__Work required__
Pick out the lines below with "under" and list them.

__Material for this exercise__
PR #11081, opened 2021-12-08
Docker images: Remove capability requirements

nvaatstra:
### Short description
The current Docker images are built with a dependency on the NET_BIND_SERVICE capability which used to be required for binding to a privileged port. This capability included in the image causes problems when trying to deploy the image on a Kubernetes platform with restrictive security policies in place (which is becoming the norm).

This pull request removes those dependencies and adds instructions to:
- Avoid these privileged ports (by binding to non-privileged ports)
- Add the NET_BIND_SERVICE capability to containers

### Checklist
I have:
- [x] compiled this code
- [x] tested this code
- [x] documented the code

### DIFF
--- a/Docker-README.md
+++ b/Docker-README.md
@@ -53,3 +53,5 @@ There are multiple ways of dealing with these restrictions if you encounter them
 * Use custom configuration files to bind to alternate ports outside of the privileged range. This can be done via the following configuration settings:
     * dnsdist: `setLocal()`
     * Auth & Recursor: `local-address` and/or `local-port`
+
+Note: Docker Engine 20.10.0 (released december 2020) removed the need to set the `NET_BIND_SERVICE` capability when attempting to bind to a privileged port. 
--- a/Docker-README.md
+++ b/Docker-README.md
@@ -42,3 +42,14 @@ In a plain Docker or Compose setup, this can be done by using the host PID names
 We have a Docker Compose example at https://github.com/PowerDNS/pdns/blob/master/docker-compose.yml .
 It brings up all three services, and exposes them to eachother by name (using Docker's internal DNS).
 In the dockerdata dir, you can find an example dnsdist Lua config (with Python helper to make DNS lookups non-blocking for dnsdist) for managing your auth/rec backends by name.
+
+# Privileged ports
+
+The default configurations included for dnsdist, Auth and Recursor attempt to bind to port 53, which may not be permitted by the platform on which you intend to use these images. Kubernetes clusters, for example, might have a restriction on binding to privileged ports unless the `NET_BIND_SERVICE` capability is explicitly added to the container's security context.
+
+There are multiple ways of dealing with these restrictions if you encounter them:
+
+* Grant the `NET_BIND_SERVICE` capability to the containers which utilize these images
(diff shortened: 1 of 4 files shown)


Habbie (approved):

Habbie:
@omoerbeek @rgacogne a backport to 4.6 and 1.7 would be very convenient. Any objections?

rgacogne:
I'm not sure I understand what happens by default after that PR is merged. The default ports are still privileged but the services no longer have the capability to bind to these ports, right? In that case can the services start without changing the configuration? Is running the container in privileged mode enough, even though we run under a non-privileged user?

Habbie:
> Is running the container in privileged mode enough, even though we run under a non-privileged user?

Nico has just extended the README to note that since Docker 20.10.0, binding <1024 simply is allowed by default. Specifically, 20.10.0 and up set `net.ipv4.ip_unprivileged_port_start = 0` inside containers.

rgacogne:
Ah, I missed that, thanks. That's nice. And I guess before that change we can't start even if the container runs in privileged mode?

Habbie:
(users with other runtimes may need to do work, as the readme says, so perhaps upgrade notes are in order, I can do that)

Habbie:
> Ah, I missed that, thanks. That's nice. And I guess before that change we can't start even if the container runs in privileged mode?

Before that, privileged mode works, or the `setcap` that this PR removes.

rgacogne:
So when running in privileged mode and with a non-root user, we still keep all capabilities?

Habbie:
> So when running in privileged mode and with a non-root user, we still keep all capabilities?

Uh, I think so yes.

rgacogne (approved):

Habbie:
> So when running in privileged mode and with a non-root user, we still keep all capabilities?

After more investigation: yes, Docker's `USER` is not great at dropping capabilities, but dnsdist is, so we're safe.

rgacogne:
Note that the recursor also calls `dropCapabilities` but it looks like the authoritative server doesn't.

Habbie:
Proposed text for upgrade notes for all 3 products:

Privileged port binding in Docker
^^^^^^^^^^^^^^^^^^^^^^^^^^^^^^^^^

In our Docker image, our binaries no longer get the ``net_bind_service`` capability, as this is unnecessary in many deployments.
For more information, see the section "Privileged ports" in [Docker-README](https://github.com/PowerDNS/pdns/blob/master/Docker-README.md#privileged-ports).

jsoref:
> Proposed text for upgrade notes for all 3 products:
> 
> ```
> Privileged port binding in Docker
> ^^^^^^^^^^^^^^^^^^^^^^^^^^^^^^^^^
> 
> In our Docker image, our binaries no longer get the ``net_bind_service`` capability, as this is unnecessary in many deployments.

I'm not sure about the word `get`, do you mean `ask for`, `are assigned`, ...?

> For more information, see the section "Privileged ports" in [Docker-README](https://github.com/PowerDNS/pdns/blob/master/Docker-README.md#privileged-ports).
> ```

rgacogne:
Or perhaps `are granted`?

jsoref:
As `are no longer granted`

__Response__
I'm not sure I understand what happens by default after that PR is merged. The default ports are still privileged but the services no longer have the capability to bind to these ports, right? In that case can the services start without changing the configuration? Is running the container in privileged mode enough, even though we run under a non-privileged user?
> Is running the container in privileged mode enough, even though we run under a non-privileged user?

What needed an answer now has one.